Good news: Business is booming and you’re as busy as ever. However, you may suddenly find yourself short-staffed in the office. In the past, you may have asked your kids to pitch in, but now they’re back at school or out on their own. Fortunately, your spouse has some free time and knows the operation inside-out.
Strategy: Hire your spouse to help out. In fact, you should make your spouse an official company “employee,” with all that entails, including filing all the proper paperwork with the IRS.
Of course, your spouse will owe income and payroll taxes on wages, just like any other new hire, but he or she is also in line for the usual. Here are five ways to sweeten the pot.
1. Build a retirement nest egg. As long as certain requirements are met, an employer can deduct the full amount of contributions made to a qualified retirement on behalf of an employee-spouse. For instance, if your company has a profit-sharing plan, in 2013 it can contribute the lesser of 25% of compensation or $51,000. With a 401(k), your spouse can elect to defer up to $17,500 ($23,000 if age 50 or older), and the company can also make contributions (subject to tax-law limits) that are tax-free to your spouse. Contributions grow within the account on a tax-deferred basis.
2. Get more mileage from business trips. Generally, you can’t deduct travel expenses attributable to a spouse when he or she accompanies you on a business excursion. However, if your spouse is a bona fide employee of the company and is going along for a valid business reason, the travel costs—including air fare, lodging and 50% of the cost of meals—are deductible. The benefit is also tax-free to your spouse.
3. Cure health insurance ills. If you’re currently paying more to cover your spouse under the company’s health insurance plan, hiring your spouse shifts the expense to the company. The company can deduct the full cost of the health insurance paid for your spouse, just as it can for other employees. And, even if you’re self-employed, you can still write off 100% of the cost.
4. Advance your spouse’s education. If your spouse wants to sharpen his or her business skills, your company can arrange to send him “back to school” part time. Generally, expenses paid out under an educational assistance plan are deductible by the company and tax-free to the employee, up to $5,250 a year.

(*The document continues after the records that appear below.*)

PR #7546, opened 2018-06-22
Updates signup and post source from pheonix-ashes to phoenix-web

chloealee:
#### What's this PR do?
Updates signup and post `source` from `phoenix-ashes` to `phoenix-web`.

This will pull `phoenix-ashes` from using `variable_get('dosomething_northstar_app_id');` for consistency. 

Is there any other place I missed where `source` should be updated?

#### Relevant tickets
Fixes [this](https://www.pivotaltracker.com/n/projects/2019429/stories/158349333) Pivotal Card. 

#### Checklist
- [ ] Tested on staging.

### DIFF
--- a/lib/modules/dosomething/dosomething_reportback/dosomething_reportback.forms.inc
+++ b/lib/modules/dosomething/dosomething_reportback/dosomething_reportback.forms.inc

5. Be part of the life insurance group. Similar to health insurance, an owner’s spouse is entitled to the same group-term life insurance coverage as other employees in the company (e.g., equal to three or four times salary). Key point: The first $50,000 of employer-paid group-term life insurance coverage is tax-free to the employee. Also, any additional coverage is taxed at relatively low rates.
These perks are particularly advantageous when the business entity is a C corporation. Note that S corporation owners generally can’t deductlike group-term life insurance for any employee owning 2% or more of the company. By extension, this rule also applies to coverage for a shareholder’s employee-spouse.
Tip: Set up a cafeteria plan offering a variety of fringe benefits. In this way, your spouse and employees only take advantage of those benefits they choose.